# [Brief]
Filter the entries that follow, copying every line in which the word "then" appears.

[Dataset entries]
PR #319, opened 2023-06-05
Add hf model custom components support

xiaoyu-work:
## Describe your changes

1. Add hf model custom components support. Support custom components definition in HFConfig.
2. Update Whisper example to new structure.
3. Remove Whisper model specific code in Olive.


olive/model/hf/hf_model.py
```diff
@@ -0,0 +1,98 @@
...
+        super().__init__()
+        self.encoder = encoder
+        self.decoder = decoder
+        self.encoder_init = encoder_init
+        self.decoder_init = decoder_init
+        self.config = config
+
+
+class ORTWhisperModel(torch.nn.Module):
+    """ORT implementation of whisper model"""
```
devang-ml, line 71: This should be outside the Olive, in the customer code.

xiaoyu-work: I'll remove this once I refactor whisper example.

olive/model/hf/hf_model.py
```diff
@@ -0,0 +1,51 @@
...
+    @validator("model_class", always=True)
+    def task_or_model_class_required(cls, v, values):
+        if values["model_name"]:
+            if not v and not values.get("task", None):
+                raise ValueError("Either task or model_class must be specified")
+            return v
+
+
+class HFModelBase(torch.nn.Module):
+    """Base class for all HF models"""
```
devang-ml, line 41: This is not a HFModelBase, it is just a PyTorchNetwork

We have used the OliveModelBase and its derived classes to handle ONNX, PT etc., models and their weights on the disk.

examples/whisper/user_script.py
```diff
@@ -5,8 +5,147 @@
 from pathlib import Path
 
 import numpy as np
-from onnxruntime.transformers.models.whisper.whisper_decoder import WhisperDecoderInputs
-from onnxruntime.transformers.models.whisper.whisper_encoder_decoder_init import WhisperEncoderDecoderInitInputs
+from onnxruntime.transformers.models.t5.past_helper import PastKeyValuesHelper
+from onnxruntime.transformers.models.whisper.whisper_decoder import WhisperDecoder, WhisperDecoderInputs
+from onnxruntime.transformers.models.whisper.whisper_encoder_decoder_init import (
```
devang-ml, line 10: Could we just copy WhisperDecoder etc., here in the example folder ?

devang-ml (commented):
Also add another whisper example that uses standard HF whisper model components only.

olive/model/hf/hf_model.py
devang-ml: Other alternative is to rename OliveModelBase as OliveModelWrapper (and its derived classes accordingly) and use PyTorchModel here instead of HFModelBase.

docs/source/overview/options.md
```diff
@@ -72,9 +72,20 @@ case insensitive.
         - `task: [str]`: This is the task type for the model such as `text-classification`. The complete list of supported task can be found
         at [huggingface-tasks](https://huggingface.co/docs/transformers/v4.28.1/en/main_classes/pipelines#transformers.pipeline.task).
 
+        - `feature: [str]`: The ONNX export features. This is only needed for HuggingFace hub model. Default to `default`. You can find more info at [Export to ONNX](https://huggingface.co/docs/transformers/serialization)
+
         - `model_class: [str]`: Instead of the `task`, the class of the model can be provided as well. Such as `DistilBertForSequenceClassification`
 
-        - `model_config: [str]`: The config of the model can be provided as well. Such as `WhisperConfig`. See
+        - `use_custom_implementation: [bool]`: If components is implemented by the user. If `False`, Olive will load model from Huggingface hub from `model_name` and `task` or `model_class`. If `True`, user will need to provide detailed components implementation.
+
```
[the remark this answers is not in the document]
xiaoyu-work: Will remove this.

olive/model/hf/hf_model.py
xiaoyu-work: Let me revisit this if we actually need a model class for HF model in Olive. If only conversion, we may not need a model class here.

examples/whisper/user_script.py
xiaoyu-work: I thought that would be duplicated code from onnxruntime. It will be too much to copy all codes from onnxruntime repo.

olive/model/hf/hf_model.py
guotuofeng: I agree with @devang-ml , the HFModelBase is confusing.

examples/whisper/user_script.py
devang-ml: Neither onnxruntime nor Olive are supposed to be the vendor of the WhisperDecoder etc., components. If we copy this here in the example folder then it becomes clear to the user that this is how they can provide their own custom components. 

If we can establish this then eventually we can remove the WhisperDecoder etc., from the onnxruntime repository.

olive/model/hf/hf_model.py
xiaoyu-work: Removed HFModelBase class.

examples/whisper/user_script.py
xiaoyu-work: Added custom components implement.

olive/model/model.py
```diff
@@ -9,29 +9,29 @@
 from abc import ABC, abstractmethod
```
guotuofeng, line 9: nit: this file could be be merged with __init__.py

xiaoyu-work: Sounds good. Will do.

devang-ml (approved):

# [Written solution]
devang-ml: Neither onnxruntime nor Olive are supposed to be the vendor of the WhisperDecoder etc., components. If we copy this here in the example folder then it becomes clear to the user that this is how they can provide their own custom components. 
If we can establish this then eventually we can remove the WhisperDecoder etc., from the onnxruntime repository.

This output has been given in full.